Studi ini juga memperkenalkan kerangka customer experience maturity dalam tiga tahap, yaitu:
1. Passive Stage: Perusahaan yang masih menggunakan analisis manual dan melakukannya berdasarkan kebutuhan/ad hoc dan bukan bagian dari strategi keseluruhan.
2. Reactive Stage: Pada tahap ini, perusahaan mulai menggunakan dashboard analisi otomatis agar feedback terintegrasi langsung antar departemen. Mereka akan melakukan tindakan yang dibutuhkan untuk menyelesaikan permasalahan dengan pelanggan yang tidak puas.
Baca Juga: Tingkatkan Kepuasan Pelanggan, Kebutuhan akan Conversational AI Makin Meningkat
3. Proactive Stage: Tahap ini perusahaan sudah sadar penuh dengan kebutuhan customer experience dengan menggunakan sistem analisis teks berbasis AI, analisis potensi penurunan pelanggan, Perusahaan sudah menggunakan data close loop untuk melakukan perbaikan pada produk maupun proses secara berlanjut.

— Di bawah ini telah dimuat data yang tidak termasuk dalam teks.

Issue #3745, opened 2025-12-19
Do not try to put to blobstor on full write cache


roman-khimov:
## Is your feature request related to a problem? Please describe.
I'm always frustrated when I'm thinking of write cache and blobstor relations. Currently we always try to put object to blobstor if putting to write cache fails.

## Describe the solution you'd like
Don't do that in case write cache is full. If that's the case it's supposed to be flushing to blobstor at the maximum speed possible and additional threads pushing objects to blobstor directly can only slow it down. If it's full because it can't flush objects to blobstor trying this direct put doesn't help either.

## Describe alternatives you've considered
Keep things as is. Current behavior is somewhat better for the case when write cache can't put objects to blobstor, but direct put somehow can. I don't see this happening, but who knows.

## Additional context
https://github.com/nspcc-dev/neofs-node/pull/3744#discussion_r2635320251

PR #4182, opened 2026-09-17
Support streaming write into storage shard

cthulhu-rider:


cthulhu-rider:
code is rdy for review, gonna add some tests

pkg/local_object_storage/shard/put.go
```diff
@@ -34,15 +36,39 @@ func (s *Shard) Put(obj *object.Object, objBin []byte) error {
 		objBin = obj.Marshal()
 	}
 
-	var (
-		addr      = obj.Address()
-		cachedPut bool
-	)
+	var addr = obj.Address()
+
+	writeCacheFn := func(writeCache writecache.Cache) error {
```
carpawell, line 43: tbh, i have never understood this pattern: inside `T`'s method creating a func locally to pass it to another `T`'s method

pkg/local_object_storage/blobstor/common/storage.go
```diff
@@ -144,6 +144,7 @@ type Storage interface {
 	ReadObjectParts(buf []byte, addr oid.Address, rng PayloadRange, interceptHeaderBinaryFn func([]byte) error) (int, io.ReadCloser, error)
 	Exists(oid.Address) (bool, error)
 	Put(oid.Address, []byte) error
+	InitPut(oid.Address, uint64, uint64, io.WriterTo) (io.WriteCloser, func(), error)
```
carpawell, line 147: we have `Get` and `GetStream`, why not `Put` and `PutStream`?

pkg/local_object_storage/shard/put.go
```diff
@@ -62,6 +64,173 @@ func (s *Shard) Put(obj *object.Object, objBin []byte) error {
...
+// [writecache.Cache.InitPut]. In this case, if InitPut or resulting stream
+// fails, fallback to the main storage is performed if possible.
+//
+// If s is in read-only mode, InitPut instantly returns [ErrReadOnlyMode]. If
+// underlying [common.Storage] is in read-only mode, InitPut returns
+// [common.ErrReadOnly].
+//
+// If underlying device runs out of space, InitPut or resulting stream calls
+// return [common.ErrNoSpace].
+func (s *Shard) InitPut(hdr object.Object, hdrLen uint64, hdrW io.WriterTo) (io.WriteCloser, func(), error) {
```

Berdasarkan data yang diambil, ditemukan bahwa saat ini customer experience maturity di Indonesia sudah berada dalam tahap reaktif bersamaan dengan Malaysia dan Thailand melampaui Filipina, Vietnam, dan Bangladesh yang masih dalam tahap Pasif. Sedangkan saat ini yang sudah lebih siap, yaitu India, Russia, Dubai, Australia, Prancis, Inggris, dan Amerika Serikat.
Namun, dalam kemajuan tersebut, ada beberapa tantangan yang harus dihadapi perusahaan di Indonesia, di antaranya kurangnya sumber daya yang menyebabkan rendahnya pemanfaatan kemampuan. Berdasarkan data, NPS/CSAT sudah seperti KPI namun tidak ada tindakan yang diambil atas data yang diterima. Tim yang sudah menggunakan customer experience belum menggunakan sistem yang mumpuni. Misalnya, pengambilan keputusan oleh customer experience leader.
Selain itu, tantangan dari segi kemampuan teknologi. Sebanyak 63% responden menyatakan bahwa mereka tidak memiliki sistem teknologi yang terintegrasi dan menurut 55% lainnya adalah kurangnya tampilan data/profil customer yang terkonsolidasi.
Baca Juga: Menilik Fenomena Breadcrumbing dalam Bisnis, Memikat Pelanggan dengan Roti Gratis
Kemudian, tidak adanya dukungan dari departemen lain. Ada 54% responden menyatakan sangat sulit untuk bekerja sama dalam peningkatan customer experience ke departemen lain.
Berdasarkan data tersebut, Vika Indriyasari Commercial Director Surveysenum menambahkan, "Ada tiga elemen yang 'harus dimiliki' oleh program customer experience yang unggul, yaitu investasi dalam tim dan juga peningkatan keahlian tim customer experience, kemudian teknologi customer experience yang lebih mumpuni, dan integrasi teknologi antar pemangku kepentingan di perusahaan," terangnya.